Columbus Mayor Andrew Ginther requested a Department of Justice investigation into the city’s police department Wednesday following a spate of police killings of Black people.
While Columbus is committed to reform and has already established a number of “significant” changes in the past few years, the Democratic mayor wrote in a letter that it is not enough.
“This is not about one particular officer, policy, or incident; rather, this is about reforming the entire institution of policing in Columbus. Simply put: We need to change the culture of the Columbus Division of Police.”
It’s not unusual for mayors or local law enforcement leaders to ask the Justice Department to review an agency’s record. Those requests sometimes are made when city officials anticipate a federal probe is looming regardless of their wishes.
When the Justice Department does launch such a review, city officials can do little to stop it, so they generally welcome the investigations, at least in public. The mayors of Minneapolis and Louisville, Kentucky, quickly endorsed the reviews the Justice Department recently announced of those cities’ police departments following the police killings of Breonna Taylor and George Floyd.
The request from Ginther came hours after the attorney representing the family of Ma’Khia Bryant, a 16-year-old Black girl who was fatally shot by a Columbus police officer last week, requested a federal investigation into her death and the state’s foster care system.
Bryant is the latest in a series of high-profile shootings of Black men and children by law enforcement in Columbus over the past few months.

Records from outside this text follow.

PR #14280, opened 2022-03-01
[classkit] Add nullability to (generated and manual) bindings

tj-devel709:
I am adding nullable enable to all manual files that are not "API_SOURCES" in src/frameworks.sources and making the required nullability changes


rolfbjarne (approved):

src/ClassKit/CLSContext.cs
```diff
@@ -15,7 +17,7 @@ namespace ClassKit {
 	public partial class CLSContext {
 
 		public CLSContextTopic Topic {
-			get => CLSContextTopicExtensions.GetValue (WeakTopic);
+			get => CLSContextTopicExtensions.GetValue (WeakTopic!);
```
mandel-macaque, line 20: WeakTopic CAN be null and therefore will be null at some point. The GetValue should check if WeakTopic is null and return CLSContextType.None in the case when it is.
```suggestion
			get => WeakTopic is null ? CLSContextTopic.None :  CLSContextTopicExtensions.GetValue (WeakTopic!);
```

mandel-macaque (changes requested):

src/ClassKit/CLSContext.cs
tj-devel709: Looking at the CLSContextTopicExtensions.GetValue method that is generated:
```
		public static CLSContextTopic GetValue (NSString constant)
		{
			if (constant is null)
				throw new ArgumentNullException (nameof (constant));
			if (constant.IsEqualTo (CLSContextTopicMath))
				return CLSContextTopic.Math;
			if (constant.IsEqualTo (CLSContextTopicScience))
				return CLSContextTopic.Science;
			if (constant.IsEqualTo (CLSContextTopicLiteracyAndWriting))
				return CLSContextTopic.LiteracyAndWriting;
			if (constant.IsEqualTo (CLSContextTopicWorldLanguage))
				return CLSContextTopic.WorldLanguage;
			if (constant.IsEqualTo (CLSContextTopicSocialScience))
				return CLSContextTopic.SocialScience;
			if (constant.IsEqualTo (CLSContextTopicComputerScienceAndEngineering))
				return CLSContextTopic.ComputerScienceAndEngineering;
			if (constant.IsEqualTo (CLSContextTopicArtsAndMusic))
				return CLSContextTopic.ArtsAndMusic;
			if (constant.IsEqualTo (CLSContextTopicHealthAndFitness))
				return CLSContextTopic.HealthAndFitness;
			throw new NotSupportedException ($"{constant} has no associated enum value on this platform.");
		}
```
It does not take a null NSString, but checks for one and throws an exception. Should I perhaps throw an exception then instead since there is no case where it returns CLSContextType.None?

tj-devel709: @mandel-macaque So there is not a CLSContextTopic.None and the documentation for the enum does not have a default value. Would you recommend just using the first enum value for the null value?

mandel-macaque: My mistake, as per the docs, the property takes a nullable value: https://developer.apple.com/documentation/classkit/clscontext/2953026-topic?language=objc to chante it, I wonder if that is present in the xtro files.

tj-devel709: @mandel-macaque Hmm now I am confused.. So there is no ignore files for ClassKit which is not the part I am confused about. I am confused that I cannot find where this method is located: 
`CLSContextTopicExtensions.GetValue (NSString constant)`

I see the generated method inside CLSContextTopic.g.cs but by grepping, I do not see this method or the CLSContextTopicExtensions class.

tj-devel709:
@mandel-macaque The enum now takes a nullable value and I think is sufficient regarding your request!

tj-devel709:
**Unrelated Test Failures**
- link sdk/Mac Catalyst [dotnet]/Debug [dotnet]: https://github.com/xamarin/maccore/issues/2414
- trimmode copy/Mac Catalyst [dotnet]/Release [dotnet]: https://github.com/xamarin/maccore/issues/2414

**Unrelated Build Failure**
https://github.com/xamarin/maccore/issues/2545

mandel-macaque (approved):
Wait for the tests to be completed.

tj-devel709:
After this PR lands: https://github.com/xamarin/xamarin-macios/pull/14334
I will update this branch and those tests should pass!

PR #14281, opened 2022-03-01
[ARKit] Add ARKit to Mac Catalyst.

rolfbjarne:


spouliot (commented):
Not sure it's worth shipping bindings that would only call stubs.

> This framework ignores calls from Mac apps built with Mac Catalyst.

https://developer.apple.com/documentation/arkit/

rolfbjarne:
> Not sure it's worth shipping bindings that would only call stubs.
> 
> > This framework ignores calls from Mac apps built with Mac Catalyst.
> 
> https://developer.apple.com/documentation/arkit/

That's a good point 😐

PR #14297, opened 2022-03-03
Remove reference to SocketsHttpHandler

eerhardt:
ObjCRuntime.RuntimeOptions.GetHttpMessageHandler has code in it to create a SocketsHttpHandler, which in turn is preventing all of the HTTP stack in System.Net.Http.dll to be preserved in an iOS application. This is not necessary because System.Net.Http will create a SocketsHttpHandler itself and not call RuntimeOptions.GetHttpMessageHandler when the application is configured for System.Net.Http.UseNativeHttpHandler=false.

Removing this reference from RuntimeOptions will allow all the System.Net.Http internal logic (like Http2/Http3 handling), and other dependencies like System.Net.Security, Crypto, etc to be trimmed in a typical iOS application.

cc @rolfbjarne


rolfbjarne (approved):

dalexsoto (approved):

rolfbjarne:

Columbus remains an outlier among other American cities under Justice Department scrutiny, with multiple initiatives launched to address complaints about the police department over the last few years, pushed by Ginther and the city’s all-Democratic city council.
In 2016, shortly after Ginther took office, the city spent millions of dollars to buy police body cameras for the first time and is now in the process of spending millions more to upgrade them. The city recently created its first-ever civilian review board in a 2019 voter-approved measure pushed by Ginther and the city council.
On Monday, the findings of a $250,000 review commissioned by the city found that Columbus was unprepared for the size and energy of the racial injustice protests that took place last summer following the killing of George Floyd by Minneapolis police.
But even with these initiatives and reforms over the last few years, law enforcement officers in Ohio’s capital city continued to find themselves in the middle of the larger issue of police brutality in America.
The city has faced fresh complaints in recent years over police shootings and use of force incidents. The most recent cases include Bryant, 27-year-old Miles Jackson and 47-year-old Andre Hill. The white police officer who fatally shot Hill has pleaded not guilty to a number of charges made against him by the state’s attorney general’s office.
The case of Casey Goodson Jr., a 23-year-old Black man who was fatally shot by Franklin County Sheriff’s deputy in early December in Columbus, has widened criticism of policing in the city to include the county sheriff’s office.
Before the recent police shootings, the city faced immense criticism for the 2016 shooting of Henry Green, a Black man, by two undercover white police officers working in an anti-crime summer initiative.
Later in the same year, a white officer fatally shot 13-year-old Tyre King, who was Black, during a robbery investigation. In 2017, a video showed a Columbus officer restraining a Black man lying on the ground and preparing to handcuff him when an officer — Zachary Rosen — who was also involved in the Green shooting arrived and appeared to kick the man in the head.
The city fired Rosen, but an arbitrator ordered him reinstated, angering many in the community while underscoring the challenge that police union contracts can pose for cities trying to hold officers accountable.
Federal involvement in the Columbus police department over allegations of officer misconduct isn’t new.
In 1999, the Justice Department sued the city, accusing officers of routinely violating people’s civil rights through illegal searches, false arrests and excessive force. A year later, the government added a racial profiling complaint, alleging that from 1994 to 1999, Black people in Columbus were almost three times as likely as whites to be the subject of traffic stops in which one or more tickets were issued.
A federal judge in 2002 dismissed the lawsuit after the city, which had fought it, made changes on the use of police force and handling of complaints against officers.
In the letter sent Wednesday, Ginther pledged to give the Justice Department the city’s full cooperation if the agency agrees to take on the review.
“We want to be partners with the DOJ to bring about meaningful, sustainable and significant reforms,” he wrote. “Not only is the elected leadership in the City of Columbus aligned with this request, but the residents of Columbus unquestionably share the same goal.”